- _THE TASK_: Produce an exact copy of the lines from the line containing "Yes it's impossible" through the last line of the entries below, and only those lines.

- _SUPPLIED DATA_:
Issue #1697, opened 2020-09-19
[Javascript] Match on decorators


aryx:
We support attributes in Java, OCaml, Python, etc.. Javascript now has "decorators" which are similar.

PR #1722, opened 2020-09-23
More TODOs in Parse_typescript_tree_sitter.ml

aryx:


aryx:
This should help https://github.com/returntocorp/semgrep/issues/1697

Issue #1724, opened 2020-09-23
RFC: Add primitive for mathematical comparisons of metavariable


mschwager:
In an attempt to further reduce our reliance on `pattern-where-python`, I'd like to propose adding a new primitive for performing basic mathematical comparisons on metavariables. First let's look at how `pattern-where-python` is used in [`semgrep-rules`](https://github.com/returntocorp/semgrep-rules):

<details> 
  <summary>Semgrep rules examples</summary>

```
$ rg 'pattern\-where\-python' -A 5
contrib/dlint/redos.yaml
6:  - pattern-where-python: |
7-      # COPIED FROM https://github.com/dlint-py/dlint/blob/master/dlint/redos/detect.py
8-
9-      import sre_constants
10-      import sre_parse
11-

go/gorilla/security/audit/handler-attribute-read-from-multiple-sources.yaml
41:  - pattern-where-python: vars['$KEY'].strip('"') == vars['$ATT']
42-  message: "Attribute $ATT is read from two different sources: '$X[$KEY]' and '$Y.$ATT'. Make sure this is intended, as this\
43-    \ could cause logic bugs if they are treated as if they are the same object."
44-  languages: [go]
45-  severity: WARNING

java/lang/security/audit/crypto/weak-rsa.yaml
17:  - pattern-where-python: |-
18-      int(vars['$BITS']) < 2048

go/lang/correctness/overflow/overflow.yaml
11:  - pattern-where-python: int(vars['$NUM'].replace('"', '')) > 32767 or int(vars['$NUM'].replace('"', '')) < -32768
12-- id: interter-overflow-int32
13-  message: Potential Integer overflow made by strconv.Atoi result conversion to int32
14-  languages: [go]
15-  severity: WARNING
16-  patterns:
--
21:  - pattern-where-python: |-
22-      int(vars['$NUM'].replace('"', '')) > 2147483647 or int(vars['$NUM'].replace('"', '')) < -2147483648

go/lang/correctness/permissions/file_permission.yaml
12:  - pattern-where-python: |
13-      int(vars['$PERM'], 8) > 0o600
14-- id: incorrect-default-permission
15-  message: Expect permissions to be `0600` or less for ioutil.WriteFile()
16-  metadata:
17-    cwe: 'CWE-276: Incorrect Default Permissions'
--
24:  - pattern-where-python: |
25-      int(vars['$PERM'], 8) > 0o600
26-- id: incorrect-default-permission
[...]

PR #1728, opened 2020-09-24
Proof of concept of semgrep_core -eval <jsonfile> for pattern-where-python

aryx:
This is a possible solution to https://github.com/returntocorp/semgrep/issues/1724

test plan:
```
$ cat simple_expr.json
{
  "metavars": {
    "$X": "42",
    "$Y": "\"foo\"",
    "$Z": "x+1"
  },
  "language": "python",
  "code": "$X > 0 and $Y == \"foo\""
}
$ /home/pad/semgrep/_build/default/bin/Main.exe -eval simple_expr.json
true

### DIFF
--- a/semgrep-core/bin/Main.ml
+++ b/semgrep-core/bin/Main.ml
@@ -924,6 +924,8 @@ let all_actions () = [
   Common.mk_action_2_arg Datalog_experiment.gen_facts;
   "-dump_il", " <file>",
   Common.mk_action_1_arg Datalog_experiment.dump_il;
+  "-eval", " <JSON file>",
+  Common.mk_action_1_arg Eval_generic.eval_json_file;
  ]
 
 (*e: function [[Main_semgrep_core.all_actions]] *)
--- a/semgrep-core/matching/Eval_generic.ml
+++ b/semgrep-core/matching/Eval_generic.ml
@@ -159,7 +159,8 @@ and eval_op op values code =
   | G.Div, [Int i1; Int i2] -> Int (i1 / i2)
   | G.Mod, [Int i1; Int i2] -> Int (i1 mod i2)
 
-  | G.Eq, [String s1; String s2] -> Bool (s1 = s2)
+  | G.Eq, [v1; v2] -> Bool (v1 = v2)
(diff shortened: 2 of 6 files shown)


aryx:
@mschwager try to "hack" this eval. Any non-trivial input will be rejected.

ievans (approved):
This is amazing @aryx. 🤯 

Can we support <, <=, >=, and 'x in [1,2,3]' operators? All but the last should be trivial. I think this would let us replace pretty much all the one-line `pattern-where-python` operators.

aryx:
Done, you can now use $X in [1,2,3] and a few more operators.

mschwager:
Nice! This is excellent - I have a few questions:

From our discussion on the ticket, this is manually evaluating basic Python expressions? From what I can tell, since there's no Python runtime it's impossible to get any kind of complex code execution.

Two of our most common use-cases are: 1.) [strings that look like integers](https://github.com/returntocorp/semgrep-rules/blob/develop/go/lang/correctness/overflow/overflow.yaml#L11), e.g. `"2147483647"` and 2.) [comparisons on integers of different bases](https://github.com/returntocorp/semgrep-rules/blob/develop/go/lang/correctness/permissions/file_permission.yaml#L13), e.g. `0700 > 0o600`. Is there a good way to handle these cases with this functionality? This is where the `strip` and `base` arguments came in in the original ticket.

Also, I think we can avoid handling string operations. Between the OCaml PCRE regexs, `metavariable-regex`, and basic metavariable string comparison (e.g. `$METAVAR="password"`) I think we're covered here. It's not necessarily hurting anything, but it would be less maintenance, less potential for abuse, less duplicated functionality.

aryx:
Yes it's impossible to get any kind of complex code execution. It just interprets simple arithmetic expressions (and also
the in python operator with lists).

Right now if the metavar contains an integer (e.g., $X in the simple_expr.json in the PR), it is automatically converted to
an int if the int_of_string OCaml function does not return an exception. Note that the lexical syntax for numbers in Python
and OCaml is pretty much the same, so I think int_of_string will handle numbers written in decimal or octal or hexa,
so comparison such as 0o700 > 0o600 should work).
If it's needed, we can augment the intepreter to handle a few python builtins.

PR #1729, opened 2020-09-24
Update javascript and typescript parsers for latest tree-sitter grammars

mjambon:
Relies on https://github.com/returntocorp/pfff/pull/308


semgrep-core/parsing/Parse_javascript_tree_sitter.ml
```diff
@@ -715,19 +712,18 @@ and class_body (env : env) ((v1, v2, v3) : CST.class_body) =
...
-    )
+  let v1 = anon_choice_exp env v1 in
+  let v2 =
+    match v2 with
+    | `DOT tok (* "." *)
+    | `QMARKDOT (* "?." *) tok -> token env tok
   in
-  let v2 = token env v2 (* "." *) in
   let v3 = identifier env v3 (* identifier *) in
   ObjAccess (v1, v2, PN v3)
```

- _WRITTEN RESPONSE_:
Yes it's impossible to get any kind of complex code execution. It just interprets simple arithmetic expressions (and also
the in python operator with lists).

Right now if the metavar contains an integer (e.g., $X in the simple_expr.json in the PR), it is automatically converted to
an int if the int_of_string OCaml function does not return an exception. Note that the lexical syntax for numbers in Python
and OCaml is pretty much the same, so I think int_of_string will handle numbers written in decimal or octal or hexa,
so comparison such as 0o700 > 0o600 should work).
If it's needed, we can augment the intepreter to handle a few python builtins.

PR #1729, opened 2020-09-24
Update javascript and typescript parsers for latest tree-sitter grammars

mjambon:
Relies on https://github.com/returntocorp/pfff/pull/308


semgrep-core/parsing/Parse_javascript_tree_sitter.ml
```diff
@@ -715,19 +712,18 @@ and class_body (env : env) ((v1, v2, v3) : CST.class_body) =
...
-    )
+  let v1 = anon_choice_exp env v1 in
+  let v2 =
+    match v2 with
+    | `DOT tok (* "." *)
+    | `QMARKDOT (* "?." *) tok -> token env tok
   in
-  let v2 = token env v2 (* "." *) in
   let v3 = identifier env v3 (* identifier *) in
   ObjAccess (v1, v2, PN v3)
```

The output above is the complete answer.